## Input data
PR #2485, opened 2026-07-23
fix(nexus): clear operation callbacks on 'abandon' cancellation.

### LINKED ISSUE #2495: [Bug] nexus start/complete callbacks not cleared on abandon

## Directions for this task
Your task is to quote the listing above word for word.

## Solution for this task
PR #2485, opened 2026-07-23
fix(nexus): clear operation callbacks on 'abandon' cancellation.

### LINKED ISSUE #2495: [Bug] nexus start/complete callbacks not cleared on abandon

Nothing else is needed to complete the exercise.